We need more stories to help us think!

It is the start of indoor recess season and last week I walked into a classroom explosion of signs, sign-ups, and lots of blocks. Students had been busy for sure. As they were all hastily trying to clean up a group hIMG_3092ad gathered around a particular sign. I heard some saying, “Why hasn’t anyone signed up yet?” and others saying, “What does this even mean?” The sign they were discussing said, “Cool kids Club Sooo Much fun we Do girl and Boy Stuff“. I had my immediate thoughts and it took everything not to insert them.

As one student glanced over and saw me watching they asked, “Can we talk about this?”My students routinely bring things to the group to discuss. It stems from a practice we do each morning where students have time to talk in small groups about things they are thinking about. Sometimes students bring topics to the discussions and sometimes I do.Well, on this day students felt the need to talk about the sign and didn’t want to wait until the next morning.

We gathered and I put the sign under the document camera. I asked the students to discuss what they noticed. Right away students pulled out the words, “cool”, and  “girl and boy stuff”.  As they began to question one another and share their thoughts it didn’t take long for the conversation to move to books as a way to make sense of what they were thinking.

Students said things like, “Remember when we read about Oliver and he didn’t do things boys were “supposed” to do? and “What about Jessie and how he liked things that sparkled?” One student even said, “Where do you think they would sign-up on this sign?

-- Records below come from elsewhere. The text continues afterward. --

Issue #3499, opened 2024-04-22
Windows home_dir fallback when HOME is not set not supported


RalfJung:
```
  0.159555   error: unsupported operation: can't call foreign function `GetUserProfileDirectoryW` on OS `windows`
  0.000051      --> /home/runner/work/miri-test-libstd/miri-test-libstd/rust-src-patched/library/std/src/sys/pal/windows/os.rs:329:23
  0.000008       |
  0.000008   329 |                   match c::GetUserProfileDirectoryW(
  0.000005       |  _______________________^
  0.000006   330 | |                     ptr::without_provenance_mut(CURRENT_PROCESS_TOKEN),
  0.000006   331 | |                     buf,
  0.000005   332 | |                     &mut sz,
  0.000009   333 | |                 ) {
  0.000010       | |_________________^ can't call foreign function `GetUserProfileDirectoryW` on OS `windows`
```

PR #3502, opened 2024-04-23
windows: basic support for GetUserProfileDirectoryW

RalfJung:
Fixes https://github.com/rust-lang/miri/issues/3499

### DIFF
--- a/src/shims/env.rs
+++ b/src/shims/env.rs
@@ -178,7 +178,6 @@ pub trait EvalContextExt<'mir, 'tcx: 'mir>: crate::MiriInterpCxExt<'mir, 'tcx> {
                     &var,
                     buf_ptr,
                     buf_size.into(),
-                    /*truncate*/ false,
                 )?))
                 // This can in fact return 0. It is up to the caller to set last_error to 0
                 // beforehand and check it afterwards to exclude that case.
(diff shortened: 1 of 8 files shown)


src/shims/env.rs
```diff
@@ -482,9 +482,65 @@ pub trait EvalContextExt<'mir, 'tcx: 'mir>: crate::MiriInterpCxExt<'mir, 'tcx> {
...
+                // a different method for dealing with a too-small buffer than the other functions...
+                let (success, len) = this.write_path_to_wide_str(
+                    home,
+                    buf,
+                    size_avail.into(),
+                    /*truncate*/ false,
+                )?;
+                // The Windows docs just say that this is written on failure. But std
+                // seems to rely on it always being written.
+                this.write_scalar(Scalar::from_u32(len.try_into().unwrap()), &size)?;
```
RalfJung, line 530: @ChrisDenton something seems to be odd here, or I am misunderstanding something. The [docs](https://learn.microsoft.com/en-us/windows/win32/api/userenv/nf-userenv-getuserprofiledirectoryw) say about the size pointer

> If the buffer specified by lpProfileDir is not large enough or lpProfileDir is NULL, the function fails and this parameter receives the necessary buffer size, including the terminating null character.

So in particular, if the buffer is large enough, it doesn't say that the pointer is changed at all.

But the way std calls this function, it assumes that on success, `sz` is updated to the actual written size *including* the null terminator.

ChrisDenton: You're right. We shouldn't be doing that if the behaviour isn't documented.

Given that's how it's worked in practice and Rust has apparently been relying on this for a long time, I do think updating the API docs is warranted. However, unless or until that actually happens we should act as if such a documentation change would be rejected.

RalfJung: FWIW wine also does the always-update-size thing.

Thanks for confirming! I will then land this PR (if I stopped updating the size the tests would fail). I opened an issue to track this: https://github.com/rust-lang/rust/issues/124325.

PR #3511, opened 2024-04-24
Upgrade to `actions/checkout@v4` in `ci.yml`.

obi1kenobi:
This is a newer version of the same action. None of the uses here were particularly special (no complex features of v3 were used) so this is a straightforward as-is upgrade.

### DIFF
--- a/.github/workflows/ci.yml
+++ b/.github/workflows/ci.yml
@@ -32,7 +32,7 @@ jobs:
     env:
       HOST_TARGET: ${{ matrix.host_target }}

Would Jessie have to be under the girl stuff because girls are supposed to like things that sparkle?”

As I stood back and listened I noticed that their evidence to help them support their assertions were based off a few books we had read together that helped us think about gender. Most these books were from a “boy” perspective and experience. These stories helped us think through previous comments and experiences that have been made about “girl things and boy things”. I have to admit, it was so encouraging that they were referencing these stories, characters, and the authors who created these stories but even more obvious to me is that their repertoire of evidence was small. Their evidence was confined to a short list of books.

No one cited real life experiences, commercials, friends, family members or other books outside of our shared experiences that helped them come to their conclusion that the sign didn’t feel right. Students were quick to say that they wished the makers of the sign would have not used “girl and boy”. But the reality for the sign makers and the rest of them is that all around them it is girl and boy. We only have a short list of books that say otherwise and everything else that we read, see, watch, and experience leads us to feel the need to make sure everyone feels included by saying “boy and girl” versus come and create whatever you like to create.

The makers of the sign said that they just wanted everyone to know that it would be cool no matter if you are a boy or girl because they wanted anyone to join. They even said they felt like they needed to say boy stuff because they were girls and they were worried boys would not be interested. There is so much to unpack here and the work never ends. We just need more stories and life experiences to help us think. The conversation ended that day with the class thinking of ideas to recreate the sign and thinking about how indoor recess club could look and operate.

The conversation still continues and has evolved from the sign. A question we will continue to think through as we read books is, “What does this author want us to think about what children (boys and girls) can do and should do?” Most books we read whisper messages to us through characters actions…the question remains what messages are we aware of and not aware of?